● **Problem to solve**
Go through the data below and report how many lines contain "syntax"; the reply holds only that number.

────────────────────────────────────────

PR #798, opened 2022-07-20
Adding support for `np.reshape`

czgdp1807:


certik (approved):
I think that this looks good!

I don't see any issues. Go ahead and merge. Thanks!

src/libasr/codegen/llvm_utils.cpp
```diff
@@ -64,4 +64,59 @@ namespace LFortran {
         return LLVM::CreateInBoundsGEP(*builder, ptr, idx_vec);
     }
 
+    llvm::Type* LLVMUtils::getIntType(int a_kind, bool get_pointer) {
```
namannimmo10, line 67: We have this in `asr_to_llvm`: 
https://github.com/lcompilers/lpython/blob/0a9ee91213f7bfb9a0798ef3530980a59813f0ed/src/libasr/codegen/asr_to_llvm.cpp#L411
So it would be nice to drop that and do `llvm_utils->getIntType(kind)` everywhere in that file.

namannimmo10: Perhaps we can do that in a subsequent PR.

certik: Yes, I think there is a large opportunity to clean up our "ASR API" in `libasr`. We'll just do it iteratively.

czgdp1807: We can do the replacements. Possibly all the `getXYZType` can go into `LLVMUtils` class and then called from there.

PR #799, opened 2022-07-20
[New] Parse function call in the Subscription

### LINKED ISSUE #792: [New] Subscript for Function Call is not recognized
```py
$ lpython --show-ast examples/expr2.py --tree --new-parser
syntax error: Token '[' is unexpected here
 --> examples/expr2.py:1:22
  |
1 | return get_versions()["version"]
  |                      ^ 
```

Thirumalai-Shaktivel:
Closes #792


akshanshbhatt:
```py
func()[1][1]
```

We should also add support for statements like this.

Thirumalai-Shaktivel:
Thanks for the test. I parsed the Nested Subscript as well.

certik:
The conflicts must be resolved.

certik (approved):
I think this is fine.

Issue #785, opened 2022-07-19
[New] Yield is not recognized in the expression


Thirumalai-Shaktivel:
Example:
```py
def test():
    if hasattr(i, "__parameters__"):
        yield from i.__parameters__
    elif isinstance(i, TypeVar):
        yield i
```
Error:
```console
$ lpython --show-ast examples/expr2.py --tree --new-parser
syntax error: Token 'yield' is unexpected here
 --> examples/expr2.py:3:9
  |
3 |         yield from i.__parameters__
  |         ^^^^^ 

```

krshrimali:
Hi, @Thirumalai-Shaktivel - If you haven't started (or plan to) working on it already, is it okay if I pick this up and try resolving it?

Thirumalai-Shaktivel:
Sure! Go ahead, work on it and submit a PR.

PR #816, opened 2022-07-24
[New Parser] Add support for `yield`

krshrimali:
Fixes https://github.com/lcompilers/lpython/issues/785

This PR:

* Adds support for `yield` for the new parser.
* Adds relevant tests + registers the same in `tests.toml`.

This adds support for the following variants of using `yield`:

```python
yield () # Empty tuple
yield (x)
yield # Empty yield
yield x
```

**Sample Code for testing:**

```python
def get():
    i: list[i32]
    i = [1, 2, 3]
    x: i32
    for x in i:
        yield x
```

**AST Generated:**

────────────────────────────────────────

● **Result below**
2